There are two main ways to avoid this problem.  One way is to keep your story moving so fast, and so entertainingly, that the reader never has the time or the inclination to stop dead in his or her tracks and ask, “How the hell was he able to do that?”  The other way is by means of careful plotting and meticulous attention to continuity, which may in fact actually involve tricks like drawing charts and making timelines in order to keep track of what your antagonist is doing during those parts of the story when he isn’t on stage.

When you’re done, if you’ve done it right, your reward will be to have the reader never notice all the hard work that you put in.

One Thing After Another

When you live three hours by road from the nearest city of any size (and by “of any size” I mean “is able to support at least two separate movie theatres and a shopping mall”), you end up listening to a lot of audiobooks.  You also end up realizing that not all books make good road listening.  You don’t want the sort of book you have to devote a lot of mental processing power to decoding in some fashion — at any rate, you don’t if you’re me, and spend a lot of your driving-and-listening time in the sort of environment where it’s necessary to devote at least a portion of your brain to keeping an eye out for moose in the road.

(Important safety tip, here:  Brake for moose.  As far as the moose is concerned, it doesn’t stop for other things, other things stop for it.  Unless you’re an entire pack of wolves, it doesn’t consider you a threat worth bothering with.)

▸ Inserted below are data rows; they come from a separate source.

PR #5211, opened 2015-09-23
Updating to remove admin Views related strings.

weerd:
Updates #5200
#### What's this PR do?

This PR updates the extracted POT file for the dosomething_user module to remove strings that only apply to the Views admin interface.

Double check the removed code.
#5200

---

@angaither


angaither:
:+1:

PR #5214, opened 2015-09-23
POT files and the lovely t function

angaither:
@weerd has been merging into global branch still. whoops! 

This is all of his most recent changes
- wrapping `t()` around custom dosomething settings
- adding POT files into version control


blisteringherb:
:+1:

Issue #6406, opened 2016-05-04
Users aren't (always) getting ported to NS 


angaither:
#### Current Behavior

seeing a few (3) users who aren't being ported into gladiator for competitions and it looks like that's b/c the user doesn't exist in NS. (UIDS: `3812330`, `3814753`, `3844143`)
#### Desired Behavior

people should exist in NS after their accounts were created. 
#### Steps to Replicate

no idea.
#### Why This Matters

people can't live the lives they choose, and do things like sign up for the app, or get competitions messaging. 
#### Countries Affected (optional)

the whole damn 🌍

DFurnes:
Super weird. I see `3812330` and `3844143` in the request log with two 404s because it couldn't update a Northstar record with that UID... no records of having any issues migrating or creating them.

The first two accounts were registered on 04/08/2016, and the third on 4/17/2016... so they _should_ exist in the logs (although I did clear out a bunch of 200s at one point since the table was getting super large).

Hmmmm.

DFurnes:
And none of those Drupal IDs or emails exist in Northstar. I think it'd be a good idea to try to manually re-migrate each of those records to see if anything goes wrong, but I'm still at a bit of a loss for the root issue.

angaither:
I thought the update in northstar also created a new user if on didn't exist?

DFurnes:
@angaither We've been using the `POST users/drupal_id/:uid` route to explicitly update that particular Northstar account from Phoenix if their profile changes, so it doesn't "upsert" if the given UID isn't found.

angaither:
@DFurnes should the catch handle if the UID isn't found?

DFurnes:
Yeah, that'd probably be a good idea.

DFurnes:
When a user tries to update their profile, Phoenix will now catch 404s and try to create that missing Drupal ID (see #6411). I'm going to keep this open since we've probably got other root causes to patch up for this.

angaither:
@DFurnes I'm still seeing lots of 404s in the `gladiator_failed_task_log` 
I'm wondering if we do need to handle this is another way. those users aren't updating, they are normally either registering or signing up for a campaign and they are now always stuck in the failed log, unless we manually port them over.

angaither:
actually looking into these users I might have found a pattern they all have registration from niche
additionally these bugs are true for everyone I've checked so far
- they all are `en-global`users even though the address is United states (#6159)
[...]

PR #6411, opened 2016-05-06
More Northstar sync fixes

DFurnes:
#### What's this PR do?

This PR fixes a number of smaller issues with Northstar migration and syncing. The highlights:
- Fixes issue where `1234445555@mobile` "placeholder" emails were being sent with mobile users and causing validation errors on Phoenix. These are now ignored when forming the payload. (cc3640b)
- When forwarding new registrations, set `phoenix` as the signup source. This was previously only happening for batch migrated users. (0096db3)
- I also did a little refactoring to extract the `build_ns_user` call _out_ of the methods which make the HTTP requests to Northstar (c946d7b). This allows us to easily chain another request to register a user if the "update" request failed without having to try to re-build the whole user object. (9492787)
- Outputs progress to the console when migrating now! (d100755)

I'd recommend reviewing commit-by-commit since otherwise some of the changes get jumbled.

I've tested by manually checking that users are created/updated against my local Northstar, and by adding `dpm` calls to trace which hooks/methods get called.

I'm not 100% sure that triggering a "register" whenever an "update" call fails will work... I feel like there might be some sort of conflict that's preventing those users from being registered in the first place. _But_ it'll help surface that issue if so, and if not it's a nice way to "stop the bleeding" while continuing to investigate to figure out the underlying issue. 🔍 

References #6406 and #6260.

---

For review: @angaither

### DIFF
--- a/lib/modules/dosomething/dosomething_northstar/dosomething_northstar.module
+++ b/lib/modules/dosomething/dosomething_northstar/dosomething_northstar.module
@@ -87,25 +87,24 @@ function dosomething_northstar_save_id_field($user, $northstar_response) {
 
 /**
  * Send user registration events to northstar.
+ *
+ * @param $user - Drupal user object
+ * @param $payload - Array of data to be sent to Northstar
  */
-function dosomething_northstar_register_user($form_state) {
-  global $user;
-  // Build a user that Northstar expects.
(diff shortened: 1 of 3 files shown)


angaither:
👍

What you want, for driving a long way at night on a moosey road, is a book that isn’t so complex you’ll lose track of everything else you’re doing, but with enough stuff going on that you’ll stay alert and not succumb to highway hypnosis.  Of late, our household has found that the novels of Edgar Rice Burroughs (available for free download from Librivox) are just the ticket.  Granted, Burroughs is not the most elegant of prose stylists, nor the most original of thinkers, and he can be counted on to exhibit just about every -ism to which a white male Anglo-Saxon Protestant writer from the first decades of the twentieth century might be susceptible . . . but when it comes down to sheer one-damned-thing-after-another plot construction, the man is hard to beat.